Frame rate: 23.976023

Decoded format: Planar 4:2:0 YUV

----------

## cameta

Confirmado:

En 2.0.5 hay graves problemas

En 2.0.3 todo funciona perfectamente.

Causa probable

1º Alguna de los codecs deberia de ser actualizado por portage para la nueva versión.
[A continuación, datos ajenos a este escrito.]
PR #928, opened 2025-08-15
FIX: workers don't shut down gracefully when disconnected from chain

shannonwells:
## Problems
* workers tend to fall over when the chain connection drops, rather than making a graceful exit.
* the BlockchainScannerService is duplicated for each worker, except account services: comparing each revealed minor differences which did not change the behavior.

## Solutions
* always use either a try-catch or a test for connection before querying the chain
* unify BlockchainScannerService where possible.


apps/account-worker/src/transaction_notifier/notifier.service.ts
```diff
@@ -22,7 +22,7 @@ import { PinoLogger } from 'nestjs-pino';
 
 @Injectable()
 export class TxnNotifierService
-  extends BlockchainScannerService
+  extends AccountBlockchainScannerService
```
shannonwells, line 25: Renamed for clarity - this one is unique and uses `BlockchainService`, and _that_ inherits from libs/blockchain/blockchain-scanner.service.  `BlockchainService` does extra things unique to `AccountBlockchainScannerService`.

libs/account-lib/src/utils/account-blockchain-scanner.service.ts
```diff
@@ -37,17 +37,22 @@ export abstract class BlockchainScannerService {
 
   constructor(
     protected cacheManager: Redis,
-    protected readonly blockchainService: BlockchainService,
+    protected readonly blockchainService: BlockchainService, // <<--- NOTE! Not BlockchainScannerService!
```
shannonwells, line 40: I found this easy to miss, hence the comment.

emresurmeli (commented):
Tested account and content publishing workers: 

1. "Chain connected. Unpausing blockchain-scanner service."  logs on workers
2. Once frequency node connection is lost I see graceful disconnection "Chain disconnected. Pausing blockchain-scanner service." in the logs 
3. Once frequency node connection is lost I also see workers are skipping scans instead of crashing "Disconnected: skipping scan"
4. Seeing shutdown timer "starting 60-second shutdown timer"

I notice a couple errors persisting on the workers when the frequency node comes back up

account worker
```
[2025-08-20 21:51:37.866 +0000] ERROR (8072): [RedisModule] NonceService: Connection is closed. 
    err: {
      "type": "Error",
      "message": "NonceService: Connection is closed.",
      "stack":
          Error: Connection is closed.
              at close (/app/node_modules/ioredis/built/redis/event_handler.js:189:25)
              at Socket.<anonymous> (/app/node_modules/ioredis/built/redis/event_handler.js:156:20)
              at Object.onceWrapper (node:events:633:26)
              at Socket.emit (node:events:518:28)
              at TCP.<anonymous> (node:net:346:12)
              at TCP.callbackTrampoline (node:internal/async_hooks:130:17)
```
content publishing worker

```
[2025-08-20 21:51:37.848 +0000] WARN (79): [main] Received shutdown event
[2025-08-20 21:51:37.858 +0000] ERROR (79): [BlockchainRpcQueryService] Failed to reconnect to Frequency nod
e; sending shutdown event.
```

My errors could be specific to how I tested. But reconnection seems to be an issue. Potentially someone could also check it out?

apps/content-publishing-worker/src/monitor/tx.status.monitor.service.ts
```diff
@@ -46,7 +48,7 @@ export class TxStatusMonitoringService extends BlockchainScannerService {
     private readonly capacityService: CapacityCheckerService,
     @InjectQueue(QueueConstants.PUBLISH_QUEUE_NAME) private readonly publishQueue: Queue,
   ) {
-    super(cacheManager, blockchainService, new Logger(TxStatusMonitoringService.prototype.constructor.name));
+    super(cacheManager, blockchainService, new PinoLogger(getPinoHttpOptions()));
```
JoeCap08055, line 51: Why this reversion? Didn't we just clean up all of the `new <some-logger-class>`? We should be injecting a `PinoLogger`, not instantiating a new one.

apps/account-worker/src/transaction_notifier/notifier.service.ts
JoeCap08055: note, `BlockchainService` does not inherit `BlockchainScannerService`

libs/blockchain/src/blockchain-scanner.service.ts
```diff
@@ -70,11 +75,14 @@ export abstract class BlockchainScannerService {
   }
 
   public async scan(): Promise<void> {
+    if (!this.blockchainService.connected) {
+      this.logger.error('Disconnected: skipping scan');
+      return;
+    }
```
JoeCap08055, line 81: See my other comment about this

libs/blockchain/src/blockchain.service.ts
```diff
@@ -89,25 +89,27 @@ export class BlockchainService extends BlockchainRpcQueryService implements OnAp
   }
 
   public async onApplicationShutdown() {
+    this.logger.info('received shutdown event');
```
JoeCap08055, line 92: This log could be misleading; it's not necessarily a foregone conclusion that the app is shutting down due to the `'shutdown'` event. Perhaps:
```suggestion
    this.logger.info('Processing application shutdown');
```

apps/content-publishing-worker/src/monitor/tx.status.monitor.service.ts
shannonwells: Ah right, I just the NestJS Logger, changed it to Pino, forgetting about your recent update.  Will fix.

libs/blockchain/src/blockchain.service.ts
```diff
@@ -89,25 +89,27 @@ export class BlockchainService extends BlockchainRpcQueryService implements OnAp
...
     clearInterval(this.headerInterval);
-    super.onApplicationShutdown();
```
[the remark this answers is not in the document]
shannonwells: TY, it was left over from some older debugging/testing reconnection and I had meant to put it back

apps/account-worker/src/main.ts
```diff
@@ -68,7 +68,7 @@ async function bootstrap() {
   // Get event emitter & register a shutdown listener
   const eventEmitter = app.get<EventEmitter2>(EventEmitter2);
   eventEmitter.on('shutdown', async () => {
-    logger.warn('Received shutdown event');
+    logger.warn('Main Received shutdown event');
```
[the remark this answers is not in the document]
shannonwells: Well, it was helpful for me when I was scanning the logs.

libs/blockchain/src/blockchain-scanner.service.ts
```diff
@@ -118,11 +126,12 @@ export abstract class BlockchainScannerService {
         return;
       }
 
-      // Don't throw if scan paused; that's WHY it's paused
-      if (!this.paused) {
-        this.logger.error(JSON.stringify(e));
-        throw e;
+      // Don't throw if scan paused; just log the error.
```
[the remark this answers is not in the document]
shannonwells: It does.

libs/account-lib/src/utils/account-blockchain-scanner.service.ts
```diff
@@ -87,14 +83,18 @@ export abstract class AccountBlockchainScannerService {
...
-      currentBlockHash = await this.blockchainService.getBlockHash(currentBlockNumber);
-
+      // on a disconnect this gets skipped, a scan in progress will be set to false
+      // in the next block of code, and we exit early.
+      if (!this.paused) {
+        const lastSeenBlockNumber = await this.getLastSeenBlockNumber();
+        currentBlockNumber = lastSeenBlockNumber + 1;
+        currentBlockHash = await this.blockchainService.getBlockHash(currentBlockNumber);
+      }
       if (!currentBlockHash.some((byte) => byte !== 0)) {
```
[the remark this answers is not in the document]
shannonwells: It does throw here, but hits the catch and gets ignored because it's paused.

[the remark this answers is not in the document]
shannonwells: Checking for paused was already in the catch block, and I deduced that that was intentional.  I left it alone ither than the refactor that you and I paired on to make the logic cleaner. If you think it should not be that way, that's fine, but since it's not a true regression, I prefer to address it elsewhere rather tan holding up this PR for another round trip of changes and re-review.  The logs show why the throw occurs. I think we're letting the best be the enemy of the good here.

Sospecho de ffmpeg.

2º Un bug de VLC

----------

## cameta

Bueno se aplica el dicho:

Si no esta roto: ¿por que lo actualizas?

 :Twisted Evil:   :Twisted Evil:   :Twisted Evil: 

----------

## Arctic

A mi si me los reproduce, pero seguramente sea algun problema con ffmpeg, de echo me van perfectos, estoi usando la rama estable.

Lo que si es cierto es que para ciertos videos he necesitado usar el ultimo git de ffmpeg para poder reproducirlos perfectamente, pero esto ocurriria con cualquier productor, en teoria la 2.0.5 es una version de revision de fallos, con lo cual "en teoria" deberia ser mas estable que la 2.0.3, aunque aveces la logica puede estar equivocada   :Twisted Evil: 

Otro detalllito ,para Nvidia (vdpau) prefiero mplayer, para Ati (vaapi) prefiero VLC .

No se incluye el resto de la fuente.